EXERCISE OBJECTIVE: Read the records beneath this task and copy every line that contains the string "switch".

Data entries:
•••

PR #1703, opened 2025-03-09
fix(wallet): set Argon2 derived bytes for AES IV

b00f:
## Description

This PR updates the encryption logic to use Argon2-derived bytes for the Initialization Vector (IV) in AES, replacing the legacy approach of reusing the salt as the IV. 

### Explanation:

In the legacy or previous approach, we used the same salt in the Password Hasher (Argon2 in this case) as the Initialization Vector (IV) for the AES encryption algorithm. The seed is random and should not be an issue, but some documentation recommends never reusing a seed, even for different purposes.  

To address this, we propose extending the key length from 32 bytes to 48 bytes, using the first 32 bytes as the encryption key and the remaining 16 bytes as the IV.  

In OpenSSL, the salt is public. I found [this code](https://github.com/openssl/openssl/blob/91c6e157c696e8fee7320408ddb959ecf233fbaf/apps/enc.c#L546).
The encrypted files usually start with `Salted__`. 

Based on [this](https://docs.openssl.org/3.3/man1/openssl-enc/#options) documentation, the IV is derived from the password in OpenSSL.  Check the `-iv` section:

> The actual IV to use: this must be represented as a string comprised only of hex digits. When only the key is specified using the -K option, the IV must explicitly be defined. When a password is being specified using one of the other options, the IV is generated from this password.

We follow the same approach in this PR. [Here](https://github.com/openssl/openssl/blob/91c6e157c696e8fee7320408ddb959ecf233fbaf/apps/enc.c#L585) I found the code that generates IV in OpenSSL.

### DIFF
--- a/wallet/encrypter/encrypter.go
+++ b/wallet/encrypter/encrypter.go
@@ -91,7 +91,6 @@ func NopeEncrypter() Encrypter {
 // The default encrypter uses Argon2ID as password hasher and AES_256_CBC as
 // encryption algorithm.
 func DefaultEncrypter(opts ...Option) Encrypter {
-
 	argon2dParameters := &argon2dParameters{
 		iterations:  defaultIterations,
 		memory:      defaultMemory,
@@ -238,25 +237,25 @@ func (e *Encrypter) Decrypt(cipherText, password string) (string, error) {
 		// Encrypter method
 		switch funcs[1] {
 		case nameFuncAES256CTR:
-			var iv, cipherKey []byte
+			var initVec, cipherKey []byte
 
 			switch keyLen {
 			case 0:
 				// This case supports legacy encryption methods where the same salt is reused as the IV.
 				cipherKey = derivedByte
-				iv = salt
+				initVec = salt
 
 			case 48:
 				// The first 32 bytes are used as the encryption key, and the last 16 bytes are used as the IV.
 				cipherKey = derivedByte[:32]
-				iv = derivedByte[32:]
+				initVec = derivedByte[32:]
 
 			default:
 				return "", ErrInvalidParam
 			}
 
 			enc := data[16 : len(data)-4]
-			text = string(aesCTRCrypt(enc, iv, cipherKey))
+			text = string(aesCTRCrypt(enc, initVec, cipherKey))
 
 			// MAC method
 			switch funcs[2] {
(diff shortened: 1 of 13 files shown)


wallet/encrypter/encrypter.go
```diff
@@ -47,11 +48,20 @@ const (
...
 	nameFuncNope      = ""
 	nameFuncArgon2ID  = "ARGON2ID"
 	nameFuncAES256CTR = "AES_256_CTR"
+	nameFuncAES256CBC = "AES_256_CBC"
 	nameFuncMACv1     = "MACV1"
+
+	// Parameter Choice
+	// https://www.rfc-editor.org/rfc/rfc9106.html#section-4
+	defaultIterations  = 3
+	defaultMemory      = 65536 // 2 ^ 16
```
Ja7ad, line 62: This method improves readability while keeping the memory definition precise.

```suggestion
	defaultMemory      = 64 << 20 // 2 ^ 16 = 64 MB
```

wallet/encrypter/encrypter.go
```diff
@@ -47,11 +48,20 @@ const (
...
+	defaultParallelism = 4
+	defaultKeyLen      = 48
```
Ja7ad, line 64: I can't find recommended value for `KeyLen` and what is it keylen?

wallet/encrypter/encrypter_test.go
```diff
@@ -66,3 +67,31 @@ func TestEncrypter(t *testing.T) {
 	_, err = enc.Decrypt(cipher, "invalid-password")
 	assert.ErrorIs(t, err, ErrInvalidPassword)
 }
+
+func TestEncrypterV3(t *testing.T) {
+	enc := &Encrypter{
```
Ja7ad, line 72: I think you can define two constructor functions for versioning to improve readability. For example:

```go
func NewEncryptorV2() *Encryptor {}
```

```go
func NewEncryptorV3() *Encryptor {}
```

ja7ad (changes requested):

wallet/encrypter/encrypter.go
b00f: I understand 2 << 16 or (65536) better than 64 << 20!

wallet/encrypter/encrypter_test.go
b00f: No, We only have one constructor that is `DefaultEncryptor`. 
the rest are initialized by JSON unmarshaling.

wallet/encrypter/encrypter.go
Ja7ad: Ok change to `2 << 16` it's better.

wallet/encrypter/encrypter.go
b00f: Check above explanation

ja7ad (approved):

ja7ad (approved):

•••

SOLUTION FOR THIS EXERCISE:
 		switch funcs[1] {
 			switch keyLen {
 			switch funcs[2] {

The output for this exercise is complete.